Republicans Fuming Over Speaker Mike Johnson’s Spending Deal

Like his predecessor, Speaker of the House Mike Johnson (R-LA) found himself in hot water Wednesday after most Republicans defeated the spending bill that he agreed to over the weekend that would have avoided a government shutdown.

House Resolution 947 was defeated with 203 yeas to 216 nays. According to the Daily Caller, 13 House Republicans voted against the bill.

The bill’s failure has led to talk of ousting Johnson from office, who has only been in office for a few months.

“I’m leaving it on the table. I’m not gonna say I’m gonna go file it tomorrow night. I’m not saying I’m not gonna file it tomorrow. I think the speaker needs to know that we’re angry about it,” Rep. Chip Roy (R-TX) told Steve Deace of Blaze TV.

Roy stated his disapproval of the deal made between Johnson and Senate Majority Leader Chuck Schumer (D-NY) on Sunday regarding the $1.59 trillion budget for the next fiscal year.

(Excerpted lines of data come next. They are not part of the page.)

Issue #529, opened 2024-12-03
ExtPacker


whyitfor:
**What is the use case for the feature?**
Add support for packing Ext filesystems. Currently only unpacking is supported: https://ofrak.com/docs/reference/ofrak/core/extfs.html.

**Does the feature contain any proprietary information about another company's intellectual property?**
No.

**How would you implement this feature?**
Agnostic. It should correctly pack the filesystem such that the filesystem works when used on the target device. This might require updating the `ExtUnpacker` to make sure it is preserving all relevant information.

**Are there any (reasonable) alternative approaches?**
N/A.

**Are you interested in implementing it yourself?**

rbs-jacob:
For posterity, here is a relevant comment from the PR that initially added the EXT unpacker.

https://github.com/redballoonsecurity/ofrak/pull/337#issuecomment-1658912199

PR #709, opened 2026-02-09
EXT packer

paulnoalhyt:

Add EXT packer, analyzer and tests.

**Link to Related Issue(s)**

https://github.com/redballoonsecurity/ofrak/issues/529

- Add `ExtAnalyzer` that uses the `dumpe2fs` command to determine all the EXT attributes.
- Add `ExtPacker` that uses the `mke2fs` command and the analysis from the `ExtAnalyzer` to create an EXT2/3/4 filesystem without having to mount anything or use loop devices. 
- Add tests using `FilesystemPackUnpackVerifyPattern` and a round trip test to make sure attributes are preserved
- Note that I had to modify the `_validate_folder_equality` method in `pytest_ofrak/src/pytest_ofrak/patterns/pack_unpack_filesystem.py` because linux will sometimes create a `lost+found` directory when extracting the filesystem. But it could also be present in the original filesystem. So I just removed that from the equality comparison.

Compared to https://github.com/redballoonsecurity/ofrak/pull/558 PR, this merge request is more compact and less complex (no need to write a debugfs script, etc).

No

### DIFF
--- a/ofrak_core/src/ofrak/core/extfs.py
+++ b/ofrak_core/src/ofrak/core/extfs.py
@@ -2,8 +2,10 @@ import asyncio
 import tempfile312 as tempfile
 from dataclasses import dataclass
 from subprocess import CalledProcessError
+from typing import Optional
 
-from ofrak import Unpacker, Resource
+from ofrak import Analyzer, Unpacker, Resource
+from ofrak.component.packer import Packer, PackerError
 from ofrak.core import (
     GenericBinary,
     FilesystemRoot,
@@ -13,6 +15,7 @@ from ofrak.core import (
     MagicDescriptionPattern,
 )
 from ofrak.model.component_model import ComponentExternalTool, ComponentConfig
+from ofrak_type.range import Range
 
 _DEBUGFS = ComponentExternalTool(
     "debugfs", "https://e2fsprogs.sourceforge.net/", "-V", brew_package="e2fsprogs"
@@ -21,7 +24,18 @@ _DEBUGFS = ComponentExternalTool(
 
 @dataclass
 class ExtFilesystem(GenericBinary, FilesystemRoot):
-    pass
+    block_size: int
+    block_count: int
+    blocks_per_group: Optional[int] = None
+    inode_size: Optional[int] = None
+    number_of_inodes: Optional[int] = None
+    reserved_block_count: Optional[int] = None
+    creator_os: Optional[str] = None
+    filesystem_features: Optional[str] = None
+    filesystem_revision: Optional[int] = None
+    volume_label: Optional[str] = None
+    last_mounted_directory: Optional[str] = None
+    uuid: Optional[str] = None
 
 
 @dataclass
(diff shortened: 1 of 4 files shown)


pytest_ofrak/src/pytest_ofrak/patterns/pack_unpack_filesystem.py
```diff
@@ -163,6 +163,11 @@ def _validate_file_data_equality(self, old_path: str, new_path: str):
     def _validate_folder_equality(self, old_path: str, new_path: str):
         old_files = os.listdir(old_path)
         new_files = os.listdir(new_path)
+        # a "lost+found" directory might be created when flushed to disk, but might also happen to be present in the filesystem, so ignore it:
+        if "lost+found" in old_files:
+            old_files.remove("lost+found")
+        if "lost+found" in new_files:
+            new_files.remove("lost+found")
         assert len(old_files) == len(new_files) and set(old_files) == set(
```
whyitfor: This seems suspect? I don't think we want our packer to introduce files like this. Are we sure this is needed?

ofrak_core/src/ofrak/core/extfs.py
```diff
@@ -45,14 +59,83 @@ class Ext4Filesystem(ExtFilesystem):
...
+        size = len(await resource.get_data())
+        if size == 0:
+            return ExtFilesystem()
+        async with resource.temp_to_disk(suffix=".extfs") as temp_path:
+            proc = await asyncio.create_subprocess_exec(
+                "dumpe2fs",
+                "-h",
+                temp_path,
+                stdout=asyncio.subprocess.PIPE,
+                stderr=asyncio.subprocess.DEVNULL,
```
rbs-jacob, line 82: We should probably capture `stderr` to attach to an exception if this fails.

ofrak_core/src/ofrak/core/extfs.py
```diff
@@ -79,6 +162,86 @@ async def unpack(self, resource: Resource, config: ComponentConfig = None) -> No
...
+                features = "none," + ext_view.filesystem_features.replace(" ", ",")
+                cmd.extend(["-O", features])
+            if ext_view.filesystem_revision:
+                cmd.extend(["-r", str(ext_view.filesystem_revision)])
+            if ext_view.volume_label:
+                cmd.extend(["-L", ext_view.volume_label])
+            if ext_view.last_mounted_directory:
+                cmd.extend(["-M", ext_view.last_mounted_directory])
+            if ext_view.uuid:
+                cmd.extend(["-U", ext_view.uuid])
```
rbs-jacob, line 226: If any of these values are zero, they will not be set. These checks should probably be explicit about confirming `is not None`.

ofrak_core/tests/components/test_extfs_component.py
```diff
@@ -212,3 +217,156 @@ async def get_descendants_to_verify(self, unpacked_root_resource: Resource) -> D
...
+                    ext_blob_path,
+                ]
+                subprocess.run(command, check=True, capture_output=True)
+                for item in os.listdir(temp_dir):
+                    src = os.path.join(temp_dir, item)
+                    dst = os.path.join(str(extract_dir), item)
+                    if os.path.isdir(src):
+                        shutil.copytree(src, dst, symlinks=True)
+                    else:
+                        shutil.copy2(src, dst)
```
rbs-jacob, line 251: Why do this instead of extracting directly to the extract dir?

rbs-jacob (changes requested):

pytest_ofrak/src/pytest_ofrak/patterns/pack_unpack_filesystem.py
paulnoalhyt: Although not an EXT requirement, it is a convention to have a `lost+found` directory at the root of the filesystem. The `mke2fs` creates that directory here, without any option to not create it: https://github.com/tytso/e2fsprogs/blob/43643a57fb2d3368fbacd181a8cd713102d52a1a/misc/mke2fs.c#L3619
As this is a special case for the EXT component, I moved it from `pytest_ofrak/src/pytest_ofrak/patterns/pack_unpack_filesystem.py` to `ofrak_core/tests/components/test_extfs_component.py` in https://github.com/redballoonsecurity/ofrak/pull/709/commits/bb7e728725981ce95a17b865f2fc686143a8394a

ofrak_core/src/ofrak/core/extfs.py
paulnoalhyt: Implemented in https://github.com/redballoonsecurity/ofrak/pull/709/commits/aed2fc107ad896cf1c17326a0db1f8f26a5d7bd6

ofrak_core/src/ofrak/core/extfs.py
paulnoalhyt: Implemented in https://github.com/redballoonsecurity/ofrak/pull/709/commits/aed2fc107ad896cf1c17326a0db1f8f26a5d7bd6

ofrak_core/tests/components/test_extfs_component.py
paulnoalhyt: Implemented in https://github.com/redballoonsecurity/ofrak/pull/709/commits/aed2fc107ad896cf1c17326a0db1f8f26a5d7bd6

“We’re spending more money we don’t have,” Roy said. “It’s just more of the same, and, you know, I wish Speaker Johnson [wasn’t] doing this. I’m very disappointed, and hopefully, we can try to figure out what we can do to change it in the next few days.”

The spending bill situation had a lot of Republicans seeing Deja Vu, with it resembling the position that former Speaker of the House Kevin McCarty (R-CA) took when negotiating with Democrats.

Not all Republicans blamed Johnson. Rep. Nicole Malliotakis (R-NY) said that the problem was elsewhere.

“It’s not our leader that’s the problem, it’s the leader in the Senate and the White House that’s the problem,” she told Fox News Digital.

Johnson stated that the agreement “wouldn’t satisfy everyone” in a letter to his Republican colleagues but would allow Congress to not only fund the government but also allow Republicans to fight for conservative policy additions to funding bills, catering to both parties.
In an interview with Fox News, Johnson was hopeful, even though the first deadline is Jan. 19. When asked if stating that “it’s going to survive.” He mentioned cutting $16 billion and shared that his only regret is having one of the “smallest majorities in Congress’s history.

Johnson stated that he is not worried about being vacated from his position but did admit that there are “a lot of emotions” due to the importance of the bill.